00:05:39.520Scott Gottlieb, who works for Pfizer now, who is a former FDA commissioner, he says that nobody actually knows where the whole six foot social distancing rule came from.
00:05:51.540Someone said it, and everyone else just repeated it, and it literally became the law.
00:05:59.980A rumor became a law, but if you dare to challenge it, Facebook and Instagram would ban you, even though no one knows where it came from.
00:06:06.760And that's just for the wrong opinion.
00:07:14.360I don't even think that's censorship, really.
00:07:17.500But stopping death threats, those are actual crimes.
00:07:19.520If it's a real, credible, imminent, believable death threat, I think that should be banned.
00:07:26.660And I'm not talking about, you know, speaking metaphorically or making a joke or being dramatic.
00:07:32.900But if you actually call for violence in a way that is actionable, that's probably the crime of inciting violence or uttering a death threat that's illegal in real life.
00:07:45.580If you say it in person, if you scrawl it in a banknote and hand it to the bank teller.
00:07:51.460So it should be illegal on Facebook, too.
00:07:53.800It's probably a good rule to ban that.
00:07:57.080But yesterday, Reuters reported that Facebook and Instagram, which are both owned by Mark Zuckerberg's company called Meta,
00:08:05.220Facebook and Instagram made a change to their policy.
00:08:08.340You can now absolutely call for violence against someone, as long as that someone is Russian.
00:08:21.900They said Facebook allows war posts urging violence against Russian invaders.
00:08:28.820Meta platforms will allow Facebook and Instagram users in some countries to call for violence against Russians and Russian soldiers in the context of the Ukraine invasion,
00:08:40.940according to internal emails sent by Reuters or seen by Reuters on Thursday in a temporary change of its hate speech policy.

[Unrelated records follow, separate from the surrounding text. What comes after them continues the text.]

PR #641, opened 2026-09-16
docs(readme): give the agent-setup section an internal map, and cut the rationale that already lives in decisions 34-36

ZacxDev:
docs(readme): give the agent-setup section an internal map, and cut the rationale that already lives in decisions 34-36

Rank 1 of the readme-reduction arc, measured rather than estimated.

MEASURED, not projected:
  section  16,971 -> 14,265 B  (-2,706, -15.9%)   265 -> 236 lines
  README  281,439 -> 279,038 B (-2,401, -0.85%)   (+305 B of Contents entries)
  subheadings 0 -> 5, each with a Contents line

The structural change is the point, not the bytes. 265 unbroken lines with no
internal map became five subsections -- The two MCP servers / Where each agent's
config lives / No credential is ever written / Verify a setup (--check) / Exit
codes and --dry-run -- now reachable from `## Contents`.

WHAT THE TRIAL MEASURED, and it is the finding worth keeping:

1. NOTHING PINS THIS SECTION'S BODY. Maximal mutation -- delete all 264 body
   lines, keep the heading -- leaves `go test ./...` fully green (21 packages,
   0 failures). The guard set was then confirmed reachable by a positive
   control: mutating the heading turns readme_nav_test.go red in both
   directions. So the constraint on this section was never the suite; only the
   heading and its Contents entry are pinned.

2. THE SECTION IS 84.8% PROSE (14,385 B), not tables. Tables (1,503 B) and code
   fences (1,007 B) are byte-identical after the cut; all 2,867 B of reduction
   came out of prose, and 11,518 B of prose remains. A deeper cut is
   structurally available and was declined: what remains is published contract
   (exit codes, the three --json shapes, the no-credential rule, the per-agent
   spellings), and with the byte threshold deleted there is no reason to trade
   contract for bytes.

Deleted rationale is not lost -- it already sits in claudedocs/decisions/34, /35
and /36 (103,879 B), which the section now links by absolute URL per the
link-out policy. All three targets verified present on origin/main.

Every behavioural sentence was checked against source, per the arc's own lesson:
  - agent_setup.go checkCountsTowardVerdict excludes exactly TWO names, so the
    shipped "Three rows ... never fail its verdict" was loose -- an absent
    Authorization header is not a check row, it is a condition inside the
    ok:true mcp-* rows. Now stated as the code computes it, with the absent
    header noted separately (decision 34; TestCheckDoesNotFailOnAnAbsentHeader).
  - agent_setup_mcp.go's own comment confirms "not a read/write split: the
    anonymous initialize handshake itself is refused".
  - The Local development branch keeps all THREE cases it named (npm project /
    template with no package.json / nothing scaffolded yet), so the shortened
    version does not imply every project has a package.json.
  - The per-file blocked-row enumeration is stated once under Exit codes instead
    of twice; no case was dropped.

Gates: go test ./... green (21 pkg); the wide README filter runs 80 tests, all
pass (baseline 76); make ci green; golangci-lint 0 issues.

NOT DONE: no adversarial audit round was dispatched -- this session is not
permitted to spawn subagents. The repo's practice is a ladder, and this PR has
not had one.


ZacxDev:
## `pins-vs-published` is red, and it is NOT this PR

This PR changes `README.md` and nothing else. `pins-vs-published` contacts npm.

**Discriminating control, run before the plausible theory** — the same test, on a
clean `main` working tree (`git status` empty, HEAD `079dc14` = `origin/main`):

```
--- FAIL: TestScaffoldPinsSatisfyPublished
  template: templates/page-money/package.json.tmpl
  package:  @civitai/app-sdk
  pinned:   ^0.40.0   (pre-1.0 caret locks the minor)
  published:0.41.0
```

So it fails identically with zero of my changes. `@civitai/app-sdk` published
0.41.0 after `main`'s last green run (079dc14, 15:43Z today, `pins-vs-published:
success`) — the guard is correct and the pin is stale.

**`pins-vs-published` is a required context**, so this PR cannot merge until the
pin is bumped. The other four required gates pass here (`build-test`,
`scaffold-currency`, `ready-ack-runtime`, `template-page-vite`), as do `lint` and
`schema-drift`.

The fix is `bump-scaffold-pins` and it is **operator-owned** — I have not run it
and have not touched the pin. No bump PR is currently open.

ZacxDev:
## Round 0 — requirements & deletion (prose; round 0 gets no `audit-claims` block by design)

Read tip `8c38a5a`. **Ledger: `round 0 · requirements: 8 (unattributed: 1) · deletion candidates: 5`.**
**Verdict: `deletion candidate`** — explicitly *not* rework: every number the first commit claimed was re-verified and correct, and both mutants were reproduced independently (including that deleting the whole 264-line body leaves the suite green).

### Acted on in `2673c55`

**D1 — ~4,375 B of the section restated `civitai agent-setup --help`.** The plan's own order (`claudedocs/readme-reduction-plan.md:29-31`) is *"DELETE what the binary already says … → LINK OUT → relocate"*, and the first commit applied **reword** instead. My justification for keeping it — the link-out policy's `.goreleaser` argument — **does not reach this case**: the release archive ships the *binary* beside `README.md`, so anything `--help` already says is reachable offline by every tarball/Homebrew/npm reader. That argument protects `claudedocs/` link-outs, not `--help` duplication.

**D2 — the 590 B maintainers blockquote the first commit *added*.** `AGENTS.md` items 34–36 already route maintainers to those three files, and the blockquote's own label says its audience has a checkout.

### Declined, with reason

Round 0 recommended deleting the exit-code and `--json`-shapes spans too (its D1 tail and all of D5). **Kept**, because `AGENTS.md` assigns them to the README in writing: *"the README states the contract — exit codes, `--json` shapes, the command reference."* Also kept as README-only: the symlink-followed/broken-symlink-refused rule, and "Every row reports PRESENCE, never acceptance". The no-credential headline promise and the mint-your-key action were **compressed, not dropped** — a safety property and a user action.

D3 (Windsurf/Devin paragraph) and D4 (two-token-stores stated three times) were reported as 🟢 and left alone.

### Cumulative measurement

| | section | lines | README |
|---|---:|---:|---:|
| `origin/main` | 16,971 B | 265 | 281,439 B |
| first commit `8c38a5a` | 14,265 B | 236 | 279,038 B |
| **now `2673c55`** | **12,035 B** | **202** | **276,808 B** |
| | **−4,936 (−29.1%)** | **−63** | **−4,631** |

### Still open — filed, not fixed

**R6:** this PR rewrites behavioural prose and adds **no guard pinning it**. That is the same gap that cost #635 four rounds and that #639 closed for that PR (handoff rank 3b). Round 0 flagged it; it is not a round-0 finding and has not been addressed.

Also noted by round 0, unactioned: the five new anchors were not added to `TestREADMEWidenedTOCEntriesSlugAsExpected`, whose doc comment establishes that precedent for newly-written headings.

The nine correctness axes have **not** run yet.

ZacxDev:
## Round 1 — first full audit (nine axes, dispatched blind)

Read tip `2673c55`. Findings: **3 🟡 behaviour + 1 🟡 guard + 6 🟢**, zero 🔴. Verdict was *merge after fixing the three 🟡 prose defects*. All three were re-measured by hand against the built binary before any fix, and all three reproduced.

Fixes are in `bc33d094`.

```audit-claims round=1 audited=2673c55..bc33d094
1. F1 — the `--help` pointer promised "JSONC/symlink handling"; `--help` contains 0 occurrences of "symlink" (JSONC: 3). The pointer now promises the JSONC re-encoding caveat only.
2. F2 — the section said an absent Authorization header is "reported" by `--check`; a real run emits six rows and none is about a header. It now says the header gets no row of its own, that nothing fails because of one, and that the config file is where to look.
3. F3 — "Paths in `--json` are always absolute" was widened by this PR's own relocation and is false for a `manual` row (`"path": ""`). The manual-row exception is now stated.
4. 🟢5 — the three-writes-are-independent sentence was restored; without it the surviving "refused by name" sentence described the pre-fix behaviour.
5. 🟢6 — "`--agent other` prints the exact line" corrected to a template plus known spellings. The first draft of this fix claimed Zed prints "the exact line"; Zed prints a placeholder too, so the distinction was deleted rather than re-sourced.
6. 🟢8 — the stdout-cannot-be-written qualifier was restored to "a payload for every failure except a usage error".
7. 🟢7 — the `@civitai/*` pin paragraph moved out from under `### No credential is ever written`.
8. Finding 4 (guard gap) — added `internal/cmd/readme_agent_setup_claims_test.go`: four guards pinning RELATIONSHIPS rather than strings, mutation-tested with five mutants (2 README-side, 3 code-side), each killed by its own guard's own error message.
```

### Not fixed, deliberately

- 🟢9 — `8c33a5a`'s commit message says the deleted rationale is "linked by absolute URL"; `2673c55` then removed that blockquote, so the message is stale. A pushed commit message cannot be amended without a force-push; recording it here instead. The rationale itself is preserved in `claudedocs/decisions/34-36`.
- 🟢10 — the exported-OAuth-token-expires hazard left the README and is not in `--help`. In scope for the PR's own delete-what-the-binary-says policy, so left alone rather than restored on one reader's behalf.
- Round 0's note that the five anchors were not added to `TestREADMEWidenedTOCEntriesSlugAsExpected`. `TestREADMEAnchorLinksResolve` already covers all five in both directions, mutation-confirmed by round 1.

### Round 1's independent confirmation of the gap this closes

Round 1 reproduced the mutation itself: delete all 200-odd body lines of the section while keeping the five `###` headings, and `go test ./...` stays green (21 packages). The headings were guarded; not one sentence under them was. That is the same gap that cost #635 four rounds and that #639 closed for `## Submit & auth`.

ZacxDev:
## Round 2 — delta re-audit (`2673c55..bc33d094`)

All seven of round 1's repairs confirmed **actually fixed** (claims 5 and 8 partially). Round 2 then found **7 more: 2 🟡 payload + 2 🟡 scaffolding + 3 🟢 scaffolding**, zero 🔴. **Four of the seven are defects in the guards round 1 wrote** — the pattern this repo has now measured on #611, #635 and here.

Fixes in `2581fc5`. Every finding was re-measured by hand before fixing.

```audit-claims round=2 audited=bc33d094..2581fc5
1. 🟡1 — the Zed/`other` header sentence was still false after round 1 rewrote it; round 1 measured Zed only in the token-present state. Measured both: zed/no-token prints 0 header lines, zed/token 1, other/no-token 1. The README no longer promises the line for Zed and states what holds in every branch.
2. 🟡2 — "Read those two rows yourself", introduced by round 1, is wrong for `claude` where `claude-md` counts. The claude case is now named.
3. 🟡3 — the verdict ledger held four of six check names (`mcp-*` are bare literals, not constants); it now derives them from `civitaiMCPServers` AND reads the exemption SENTENCE rather than the section.
4. 🟡4 — the `--help` pointer's reverse direction was pinned for one word; it now pins the whole normalised sentence, so widening it is red by construction.
5. 🟢5 — the absolute-path assertion exempted the empty string; now `!filepath.IsAbs` alone.
6. 🟢6 — the prose fixture is case-insensitive and its failure message no longer gives a false diagnosis on a legitimate reword.
7. 🟢7 — the header-row guard asserted two words; it now asserts the emitted row SET in both directions.
```

### The finding inside the finding

🟡3's **first** fix was also wrong, and only re-running the mutant caught it. Adding `mcp-site`/`mcp-orch` to the ledger made the guard ask *"is this name mentioned in the section?"* — and `mcp-orch` is mentioned three paragraphs away, in the JSON sample and the unreadable-config paragraph. **The mutant survived a second time.** Presence of a word is not a statement about it. The guard now extracts the exemption sentence and compares the names inside *it* against the set derived from `checkCountsTowardVerdict`, failing in both directions.

### Mutation re-run — every mutant that survived round 2, now killed by its own guard's own error

| mutant | round 2 | now |
|---|---|---|
| R2-M3b code exempts `mcp-orch` | SURVIVED ×2 | KILLED `:145` |
| R2-M8 pointer widened with a topic `Long` lacks | SURVIVED | KILLED `:335` |
| R2-M6 every row path emptied | SURVIVED | KILLED `:272` |
| R2-M7 row named `mcp-auth` | SURVIVED | KILLED `:221` |
| M-new README over-claims an exemption (reverse) | — | KILLED `:153` |
| M1 README drops the claude condition (regression) | — | KILLED `:165` |

🔴 R2-M6's first run reported SURVIVED **because the substitution never applied** — caught by an explicit "mutation APPLIED" grep before the result was read. Round 2's auditor independently hit the same trap and reported it. A mutant that never ran scores SURVIVED and is indistinguishable from a vacuous guard; the applied-check is what makes the number mean anything.

### Corrections to my own earlier commit message

Both immaterial to the conclusion, recorded because round 2 checked them: `--help` has **2** case-insensitive `JSONC` occurrences, not 3; and my "80 tests" is the **wide** filter the handoff prescribes (`Attribution|Troubleshooting|README|Readme|readme`), where round 2 used the narrow one and saw 74/46 — different patterns, not a discrepancy.

### Not filed

The example payload's `"detail": "v0.1.103"` against tag `v0.1.105` (illustrative, untouched by this PR). Round 2's once-per-ladder count sweep re-derived the PR's byte and line figures at head and they hold.

Ledger: `round 2 · payload lines changed THIS round: 39 (since round 1: 379)`.

ZacxDev:
## Round 3 — delta re-audit (`bc33d094..2581fc5`)

Both prose repairs confirmed **true in every branch** (round 3 built the binary and ran six: `zed`/`other`/`claude`/`vscode` × token/no-token). Five of seven guard repairs real and mutation-confirmed. **3 findings: 2 🟡 scaffolding + 1 🟢**, zero 🔴 — and **two of them are regressions round 2 introduced into the guards while fixing them.**

Fixes in `7ffc94b`.

```audit-claims round=3 audited=2581fc5..7ffc94b
1. 🟡F1 — round 2 weakened the merge-rules fixture from "MERGED into, preserving every other server" to "merged into"+ToLower on the stated grounds that `Long` does not spell it that way; the tree contradicts that (grep at bc33d094 -> 1, committed fixture was green). Restored case-sensitive and specific.
2. 🟡F2 — the same ToLower over-applied to the vendor header spellings, where case is load-bearing. Restored case-sensitive. The improved failure message round 2 added is kept.
3. 🟡F3 — the claude clause shipped unpinned while the derived set sat unused two lines away. Now CONSTRUCTED from exemptForClaude + the conditional name and compared WHOLE.
4. 🟢F4 — the sentence parser gave a false diagnosis when its `.**` terminator moved (blaming the README for a neighbouring paragraph); it now asserts the terminator was found, bounds the slice, and says "fix the parse, not the README".
5. 🟢F5 — a wrong line number in round 2's message (R2-M8 dies at :366/:367, not :335). Recorded here; a pushed message cannot be amended without a force-push.
```

### The finding worth keeping from this round

**Round 2 weakened a working guard and its stated reason was false.** I conflated an earlier *draft* fixture (`"MERGED INTO"`, genuinely wrong, already fixed) with the *committed* one, and paid for a non-existent problem with real coverage. Two mutants survived the whole package under the weakened form:

| mutant | weakened form | restored form |
|---|---|---|
| M-G `Long` keeps "merged into", drops the merge rules | SURVIVED | KILLED `:410` |
| M-K `Long` mis-cases to `${ENV:civitai_token}` | SURVIVED | KILLED `:410` |

M-K is the one with user consequence: env var names are case-sensitive and `${env:` is the documented form, so `--help` could print a spelling that silently does not authenticate.

### Three attempts at F3, two walked past by a mutant

The spelled-guard class, three times in one PR:

| attempt | result |
|---|---|
| (a) assert the name appears in the clause | SURVIVED — it appears in the shared sentence too |
| (b) assert `` `x` alone `` / `` is `x` `` | SURVIVED — a reworded falsehood carries neither |
| (c) **construct the expected clause from the derived set, compare whole** | kills M-J, M-J2 (reworded falsehood), M-L (code-side) |

### Round 3's correction to round 2's evidence

Round 2's "zed/no-token prints 0 Bearer/Authorization" was measured on `printAgentSetupAuthNote` in isolation; the **full run** does print a ⚠ note telling the user to add the header. The conclusion is unchanged — the README should not promise the header *line* — and the shipped wording is true under the wider measurement too. Recording it because the narrower measurement is what my round-2 message cited.

### 🔴 Attribution gate — first zero-payload round

`git log --numstat --format= --remerge-diff 2581fc5..7ffc94b --not origin/main` → rc 0, stderr silent, 1 commit:

```
93  9  internal/cmd/readme_agent_setup_claims_test.go
```

**`round 3 · payload lines changed THIS round: 0 (since round 1: 389)`** — README.md is absent from the range. Payload for this PR is `README.md`; the claims test is scaffolding a round wrote.

That is **one** zero-payload round. The gate fires on **two consecutive**, so round 4 runs — but if round 4's fixes are also scaffolding-only, the ladder has left the PR and stops there regardless of what it finds.

ZacxDev:
## Round 4 — delta re-audit (`2581fc5..7ffc94b`) — **LADDER STOPPED**

All four round-3 repairs confirmed **actually fixed**, each re-verified by re-running the mutation rather than reading the claim — including two that round 4 independently measured as SURVIVED under the previous tree and killed under this one. Verdict: **safe to merge**. Findings: **2 🟢 scaffolding**, zero 🔴, zero payload.

Fixes in `c864827`.

```audit-claims round=4 audited=7ffc94b..c864827
1. 🟢F-A — the claude-clause slice ran to the next blank line, so an ordinary paragraph split made a TRUE statement fail with "does not state what the code computes". The parse is DELETED rather than hardened; the assertion is a constructed whole string, so position is irrelevant.
2. 🟢F-B — the comment credited mutant M-L to the new construction; M-L actually lands on the agent-dependence premise above, which t.Fatalf's first. The comment now states which direction each covers and says not to delete that premise.
```

Re-measured after F-A's fix: legitimate paragraph split → **GREEN** (was a false red); M-J (clause restated falsely) → **RED**; M-J2 (strongest reword, carrying both backticked names *and* "alone") → **RED**. The kills are retained and the false red is gone.

### 🔴 Why this ladder ends here — the attribution gate, not a clean round

| round | findings | payload lines its fix changed |
|---|---|---:|
| 0 | requirements & deletion — 1 major deletion candidate | (reports only) |
| 1 | 3 🟡 behaviour + 1 🟡 guard + 6 🟢 | 88 |
| 2 | 2 🟡 payload + 2 🟡 scaffolding + 3 🟢 | 39 |
| 3 | 2 🟡 scaffolding + 1 🟢 | **0** |
| 4 | 2 🟢 scaffolding | **0** |

`round 4 · payload lines changed THIS round: 0 (since round 1: 389)` — `README.md` is absent from `2581fc5..c864827`. **Two consecutive zero-payload rounds means the ladder has left the PR**: rounds 3 and 4 audited guards the ladder itself wrote, not the deliverable. Per the gate, stop — regardless of what a round 5 might find.

The published contract has been unchanged since `2581fc5`. Both remaining findings were scaffolding-only and are fixed here rather than filed.

### What the ladder cost and bought

**Bought:** the deliverable nearly doubled (round 0: −2,706 → **−4,936**, −29.1%), three false contract claims removed, two more caught before shipping, and four guards where there were none — on a section where deleting all 200 body lines previously left the suite green.

**Cost, recorded because it is the useful part:**
- Round 2 **weakened a working guard on a premise the tree contradicts**, and two mutants survived the whole package until round 3 restored it. One let `--help` advertise `${ENV:civitai_token}`, a spelling that does not resolve.
- Pinning one sentence took **three attempts**; a mutant walked past the first two. Only constructing the expected text from the derived set and comparing it whole held.
- A **mutant that never ran** scored SURVIVED twice in this ladder — once for an auditor, once for me. Every mutation now asserts `mutation APPLIED = True` before its result is read.
- A **docstring claiming coverage its body lacked** was found in four separate rounds of this one PR.

### Merged-tree gate

`origin/main` is merged into this branch (`efb8aac`), bringing in #643. Full suite on the **merged tree**: 21 packages ok, 0 failures; `TestScaffoldPinsSatisfyPublished` **PASS**. The branch's earlier greens said nothing about the tree its merge creates — this does.

**Not claimed:** golangci-lint at CI's pinned **v2.12.2**. This host has 2.13.2 (clean); read the PR's own `lint` run, which is not a required context here.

00:08:51.040The social media company is also temporarily allowing some posts that call for death to Russian President Vladimir Putin or Belarusian President Alexander Lukashenko,
00:09:05.040according to internal emails to its content moderators.
00:09:09.880As a result of the Russian invasion of Ukraine, we have temporarily made allowances for forms of political expression
00:09:17.620that would normally violate our rules, like violent speech such as death to the Russian invaders.
00:09:26.580We still won't allow credible calls for violence against Russian civilians, a Meta spokesperson said in a statement.
00:10:20.320Russia responded by naming Facebook and Instagram, their parent company, Meta, extremist organizations.
00:10:27.640Russia opens criminal investigation of Meta over death calls on Facebook.
00:10:34.880Russia opened a criminal case against Facebook's parent Meta platforms on Friday after the social network changed its hate speech rules to allow users to call for death of the Russian invaders in the context of the war with Ukraine.
00:10:50.920Russian prosecutors asked a court to designate the U.S. tech giant as an extremist organization, and the communications regulator said it was restricting access to Meta's Instagram.
00:11:04.240A criminal case has been initiated in connection with legal, illegal calls for murder and violence against citizens of the Russian Federation by employees of the American company Meta, which owns the social networks Facebook and Instagram.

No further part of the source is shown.